Recently, I’ve been getting excited about so-called “no touch” energy audits, which employ meter data analytics to assess a building’s energy performance and even make specific recommendations regarding potential improvements, all without requiring the (expensive) “boots on the ground” of a traditional energy audit. This idea has been getting a lot of attention over the past few years as the increasing availability of 15-minute electric interval data has met with the “big data” revolution. In this post, I’m going to take a quick walk through various analysis techniques, moving from coarser to finer granularity.
From Annual Energy Use…
Do you know how much electricity your building used last year?

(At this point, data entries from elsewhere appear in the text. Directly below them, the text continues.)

PR #1887, opened 2026-07-23
feat(sui-connector): default to the public Sui checkpoint archive on mainnet/testnet

ycscaly:
## What

When no `sui-checkpoint-archive` is configured, the verified OCS connector now defaults to the network's public Sui checkpoint store, resolved from the config's `sui-chain-identifier`:

- `mainnet` → `https://checkpoints.mainnet.sui.io`
- `testnet` → `https://checkpoints.testnet.sui.io`

These public stores retain the complete **end-of-epoch** checkpoint history (root `epochs.json` + `{seq}.binpb.zst` blobs) needed for committee-chain proofs, even though they don't promise retention of every ordinary checkpoint. With the default in place, the committee ratchet's archive-backed paths — cold bootstrap from genesis and the pruned-epoch-boundary fallback — work out of the box against pruning fullnodes, instead of requiring every operator to hand-configure the archive.

## How

A pure resolver in `ika-config` (`resolve_sui_checkpoint_archive(chain_identifier, configured)`), applied at the single point where the verified connector stack builds its archive (`build_sui_connector_stack`). The resolved config feeds the existing `OcsVerifyingClient::with_archive(...)` wiring, which already covers both cold bootstrap and the runtime pruned-boundary fallback.

Precedence and scope:

- An explicit `sui-checkpoint-archive` config wins **verbatim** (URL and options untouched) — the default is never merged into or substituted over it.
- No default is guessed for `Devnet`/`Custom` (localnet) chains; swarm/localnet configs use `Custom`, so tests see no behavior change.
- Legacy JSON-RPC configs are untouched: they never reach `build_sui_connector_stack` (it errors with `MissingDataSource` before archive resolution), and no unrelated config is mutated.
- Startup logs once which default archive URL was selected.

## Security model (unchanged)

- Genesis remains the trust root; the archive is an **untrusted availability source** only.
- `epochs.json` stays a location hint; every fetched end-of-epoch summary is BLS-verified against `committee[E]`, and the store's `next.epoch == head + 1` contiguity assertion still gates every install.
- `allow_unverified_committee_fallback` is untouched (default `false`).
- A malformed, forged, reordered, incomplete, or unreachable archive can stall bootstrap (the archive paths are best-effort and fall through with warnings) but can never install an unverified committee.

## Testing

- New unit tests in `ika-config`: explicit config wins on every chain, mainnet/testnet default to the public store, devnet/custom resolve to no archive.
- `cargo test --release -p ika-config` — 18 passed.
- `cargo test --release -p ika-core sui_connector::setup` / `sui_connector::ocs_verifier` — all passed (existing archive backfill / pruned-boundary coverage).
- `cargo test --release -p ika-sui-client archive` — passed.
- `cargo clippy --release -p ika-config -p ika-core --all-targets` — clean.

Spec updated in the same PR: `dev-docs/specs/ocs-verified-sui-reads.md` (archive resolution + staleness-bound sections).

https://claude.ai/code/session_01NnRjdvthoSVjPG5UtGtj57

### DIFF
--- a/crates/ika-config/src/node.rs
+++ b/crates/ika-config/src/node.rs
@@ -350,6 +350,41 @@ pub struct SuiCheckpointArchiveConfig {
     pub options: Vec<(String, String)>,
 }
 
+/// The public Sui checkpoint stores for the well-known networks. They retain
+/// the complete **end-of-epoch** checkpoint history (a root `epochs.json` plus
+/// `{seq}.binpb.zst` blobs) needed for committee-chain proofs, even though they
+/// don't promise retention of every ordinary checkpoint.
+pub const SUI_MAINNET_CHECKPOINT_ARCHIVE_URL: &str = "https://checkpoints.mainnet.sui.io";
+pub const SUI_TESTNET_CHECKPOINT_ARCHIVE_URL: &str = "https://checkpoints.testnet.sui.io";
+
+/// Resolve the end-of-epoch checkpoint archive the verified OCS connector
+/// stack should use. An explicit `sui-checkpoint-archive` config always wins,
+/// verbatim (URL and options untouched). With none configured, the known
+/// public chains fall back to their public Sui checkpoint store; there is no
+/// default to guess for `Devnet`/`Custom` (localnet), so those resolve to
+/// `None`.
+///
+/// Trust is unaffected either way: the archive is an untrusted availability
+/// source, and every checkpoint fetched from it is BLS-verified against the
+/// genesis-rooted committee chain (see [`SuiCheckpointArchiveConfig`]).
+pub fn resolve_sui_checkpoint_archive(
+    chain_identifier: SuiChainIdentifier,
+    configured: Option<&SuiCheckpointArchiveConfig>,
+) -> Option<SuiCheckpointArchiveConfig> {
+    if let Some(explicit) = configured {
+        return Some(explicit.clone());
+    }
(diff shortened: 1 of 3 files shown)


ycscaly:
Consensus-review pass (trust model, epoch-boundary liveness, legacy-path isolation): no findings requiring code changes. Two bounded-latency notes worth having in release notes for egress-filtered operators:

- On mainnet/testnet, a node whose egress to `checkpoints.{mainnet,testnet}.sui.io` is blackholed now pays a bounded delay before reaching the same outcome as before: up to ~11 s (`epochs.json` enumerate) plus up to ~60 s (checkpoint-fetch retry budget, from Sui's object-store util) per pruned epoch boundary, and once per process on the first ratchet (the one-shot cold-bootstrap attempt). Every failure warns and falls through — boot cannot fail and the ratchet cannot wedge because of the default archive, and the ordering strictly narrows use of the unverified fallback.
- The mainnet default is dormant in practice today: the OCS stack requires Sui protocol v122+ (`probe_artifacts_digest`), which mainnet hasn't reached — so the behavior change is effectively testnet-only until then.

Verified intact: both archive paths go through the same `install_next_from_verified_summary` chokepoint (head guard, BLS against `committee[head]`, `next.epoch == head + 1` contiguity, keyed by the committee's own epoch); a partial/forged store stalls but can never install a committee; legacy JSON-RPC configs never reach the resolver.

That’s a pretty easy question to answer, you just need to look at the utility bills over the last twelve months. And with tools like the Energy Star Portfolio Manager, you can even see weather corrected energy use and find out how your energy performance compares to other similar buildings. As I wrote in my last post, benchmarking is a great start for getting a handle on energy usage and can help spur energy improvements. But what if you want to dive a little deeper?
… To Monthly
Maybe you’d like to know how much energy the building uses for space cooling. You can get a decent estimate by looking at monthly electric use, and adding up the additional usage above the monthly baseload during the summer months. Something similar can be done to separate out the domestic hot water load from space heating. Weather correction can be incorporated by taking into account heating and cooling degree days. Plotting monthly usage against average outdoor air temperature can reveal the building’s balance temperature, and the steepness of the slope can show how sensitive energy consumption is to weather conditions.
… To 15-Minute
What about energy usage at night when the building is unoccupied? Is the building shutting down when it’s supposed to on weekends and holidays? Is it possible to reduce the monthly peak demand and save on utility demand charges? With 15-minute interval data, these questions can be answered relatively easily using simple analysis tools, and the answers can yield actionable insights. The chart below shows average daily load profiles at a building for each month of the year. It appears the building operates from around 6 a.m. to 6 p.m. Do occupants arrive at the building that early, or might the startup time be pushed back? There is a significant increase in the nighttime baseload during the summer months, along with the peak demand. It is expected that peak demand would increase in the summer due to cooling requirements, but what is going on at night? Is the increase reasonable or is this an opportunity to implement a change in building operation and realize substantial savings?
Beyond Meter Data
While many insights into building performance can be gleaned using 15-minute interval data from a whole building electric meter, the next step is to collect data at an even finer granularity, from the building automation system (BAS) at the equipment level. This data can be used to assess economizer operation, ensure setpoints are being met, identify any deviations from intended control sequences, and even help to detect sensors that are out of calibration. These types of fault detection and diagnostics procedures become very powerful when included as part of an ongoing commissioning program.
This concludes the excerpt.